PR #80, opened 2022-09-27
Integer fields in gzip_index are serialized independently to endianness

vkuzniet:

*Issue #, if available:*

*Description of changes:*
`gzip_index`'s `have`, `size` and `span_size` as well as `gzip_index_point`'s `in`, `out` fields are converted to Big Endian representations for serialization and are converted back to the hosts architecture upon consumption. This ensures that `IndexByteData` byte sequence is consistent across multiple architectures.

*Testing performed:*
- deployed `soci` and `soci-snapshotter-grpc` to EC2 instance and ran container workload for `rabbitmq` in lazy loading mode and got successful execution.

All the layers on rabbitmq were lazily loaded.
```
soci on /var/lib/soci-snapshotter-grpc/snapshotter/snapshots/1/fs type fuse.rawBridge (rw,nodev,relatime,user_id=0,group_id=0,allow_other)
fusectl on /sys/fs/fuse/connections type fusectl (rw,relatime)
soci on /var/lib/soci-snapshotter-grpc/snapshotter/snapshots/2/fs type fuse.rawBridge (rw,nodev,relatime,user_id=0,group_id=0,allow_other)
soci on /var/lib/soci-snapshotter-grpc/snapshotter/snapshots/3/fs type fuse.rawBridge (rw,nodev,relatime,user_id=0,group_id=0,allow_other)
soci on /var/lib/soci-snapshotter-grpc/snapshotter/snapshots/4/fs type fuse.rawBridge (rw,nodev,relatime,user_id=0,group_id=0,allow_other)
soci on /var/lib/soci-snapshotter-grpc/snapshotter/snapshots/5/fs type fuse.rawBridge (rw,nodev,relatime,user_id=0,group_id=0,allow_other)
soci on /var/lib/soci-snapshotter-grpc/snapshotter/snapshots/6/fs type fuse.rawBridge (rw,nodev,relatime,user_id=0,group_id=0,allow_other)
soci on /var/lib/soci-snapshotter-grpc/snapshotter/snapshots/7/fs type fuse.rawBridge (rw,nodev,relatime,user_id=0,group_id=0,allow_other)
soci on /var/lib/soci-snapshotter-grpc/snapshotter/snapshots/8/fs type fuse.rawBridge (rw,nodev,relatime,user_id=0,group_id=0,allow_other)
soci on /var/lib/soci-snapshotter-grpc/snapshotter/snapshots/9/fs type fuse.rawBridge (rw,nodev,relatime,user_id=0,group_id=0,allow_other)
```

The workload completed successfully.
```
2022-09-27 18:23:09.431972+00:00 [info] <0.779.0> started TCP listener on [::]:5672
 completed with 3 plugins.
2022-09-27 18:23:09.647003+00:00 [info] <0.708.0> Server startup complete; 3 plugins started.
2022-09-27 18:23:09.647003+00:00 [info] <0.708.0>  * rabbitmq_prometheus
2022-09-27 18:23:09.647003+00:00 [info] <0.708.0>  * rabbitmq_web_dispatch
2022-09-27 18:23:09.647003+00:00 [info] <0.708.0>  * rabbitmq_management_agent
```

### DIFF
--- a/c/indexer.c
+++ b/c/indexer.c
@@ -42,11 +42,29 @@
 
 #include "indexer.h"
 
+#include <endian.h>
+#include <stdbool.h>
 #include <stdio.h>
 #include <stdlib.h>
 #include <string.h>
 
 #define CHUNK (1 << 14) // file input buffer size
+
+offset_t encode_offset(offset_t source) {
+    return htole64(source);
+}
+
+offset_t decode_offset(offset_t source) {
+    return le64toh(source);
+}
+
+int32_t encode_int32(int32_t source) {
+    return htole32(source);
+}
+
+int32_t decode_int32(int32_t source) {
+    return le32toh(source);
+}
 
 void free_index(struct gzip_index *index)
 {
@@ -90,8 +108,8 @@ static struct gzip_index *addpoint(struct gzip_index *index, uint8_t bits,
     /* fill in entry and increment how many we have */
     next = index->list + index->have;
     next->bits = bits;
-    next->in = in;
-    next->out = out;
+    next->in = encode_offset(in);
+    next->out = encode_offset(out);
     if (left)
         memcpy(next->window, window + WINSIZE - left, left);
     if (left < WINSIZE)
@@ -194,9 +212,12 @@ int generate_index_fp(FILE* in, offset_t span, struct gzip_index** idx)
     (void)inflateEnd(&strm);
     index->list = realloc(index->list, sizeof(struct gzip_index_point) * index->have);
     index->size = index->have;
-    index->span_size = span;
+    index->have = encode_int32(index->have);
+    int32_t sz = index->size;
+    index->size = encode_int32(index->size);
+    index->span_size = encode_offset(span);
     *idx = index;
-    return index->size;
+    return sz;
 
     /* return error */
   build_index_error:
@@ -208,7 +229,7 @@ int generate_index_fp(FILE* in, offset_t span, struct gzip_index** idx)
 
 int has_bits(struct gzip_index* index, int point_index)
 {
-    if (point_index >= index->have)
+    if (point_index >= decode_int32(index->have))
     {
         return 0;
     }
@@ -222,12 +243,12 @@ static uint8_t get_bits(struct gzip_index* index, int point_index)
 
 offset_t get_ucomp_off(struct gzip_index* index, int point_index)
 {
-    return index->list[point_index].out;
+    return decode_offset(index->list[point_index].out);
 }
 
 offset_t get_comp_off(struct gzip_index* index, int point_index)
 {
-    return index->list[point_index].in;
+    return decode_offset(index->list[point_index].in);
 }
 
 static int min(int lhs, int rhs)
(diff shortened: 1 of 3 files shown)


c/indexer.c
```diff
@@ -42,12 +42,30 @@
...
+}
+
+int32_t store_size(int32_t source) {
+    return htobe32(source);
+}
+
+int32_t retrieve_size(int32_t source) {
+    return be32toh(source);
+}
+
```
wmesard, line 68: These are not storing or retrieving anything. They should not have *store* or *retrieve* in their names.
Suggest `encode_offset`, `decode_offset`, `encode_int32`, `decode_int32`

wmesard (changes requested):
I hate to say this, but the endian wars are over. The bad guys won. Quoting the FlatBuffers documentation:
> Each scalar is also always represented in little-endian format, as this corresponds to all commonly used CPUs today. FlatBuffers will also work on big-endian machines, but will be slightly slower because of additional byte-swap intrinsics.

We should canonicalize to little-endian, not big-endian. That way these will all be nops on (Linux, Windows) x (x86, ARM).

But speaking of FlatBuffers, this problem would go away if we were modeling the gzip_index data in the fbs file instead of treating it as a binary blob. Should we do that?

c/indexer.c
vkuzniet: Updated the names and also changed the encoding to little-endian.

vkuzniet:
> > I hate to say this, but the endian wars are over. The bad guys won. Quoting the FlatBuffers documentation:
> > > Each scalar is also always represented in little-endian format, as this corresponds to all commonly used CPUs today. FlatBuffers will also work on big-endian machines, but will be slightly slower because of additional byte-swap intrinsics.
> > 
> > 
> > We should canonicalize to little-endian, not big-endian. That way these will all be nops on (Linux, Windows) x (x86, ARM).
> > But speaking of FlatBuffers, this problem would go away if we were modeling the gzip_index data in the fbs file instead of treating it as a binary blob. Should we do that?
> 
> I think, long term this is the right approach. We would anyway needed to do that at the time we re-write the indexer to Go, so this work seems to be inevitable.

Created an issue https://github.com/awslabs/soci-snapshotter/issues/81 to address that. Once it's implemented, encode/decode methods from this PR will be obsolete.

c/indexer.c
```diff
@@ -90,8 +108,8 @@ static struct gzip_index *addpoint(struct gzip_index *index, uint8_t bits,
     /* fill in entry and increment how many we have */
     next = index->list + index->have;
     next->bits = bits;
-    next->in = in;
-    next->out = out;
+    next->in = encode_offset(in);
+    next->out = encode_offset(out);
     if (left)
         memcpy(next->window, window + WINSIZE - left, left);
```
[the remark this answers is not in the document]
vkuzniet: Since the element type for the dictionary is the unsigned char, which size is 1 byte precisely, it does not need to be encoded. BE / LE placement goes by bytes.

Kern-- (approved):

rdpsin (approved):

════════

TASK DETAILS
After identifying the lines above that contain "static", copy each one.

PROBLEM SOLUTION
@@ -90,8 +108,8 @@ static struct gzip_index *addpoint(struct gzip_index *index, uint8_t bits,
@@ -222,12 +243,12 @@ static uint8_t get_bits(struct gzip_index* index, int point_index)
 static int min(int lhs, int rhs)
@@ -90,8 +108,8 @@ static struct gzip_index *addpoint(struct gzip_index *index, uint8_t bits,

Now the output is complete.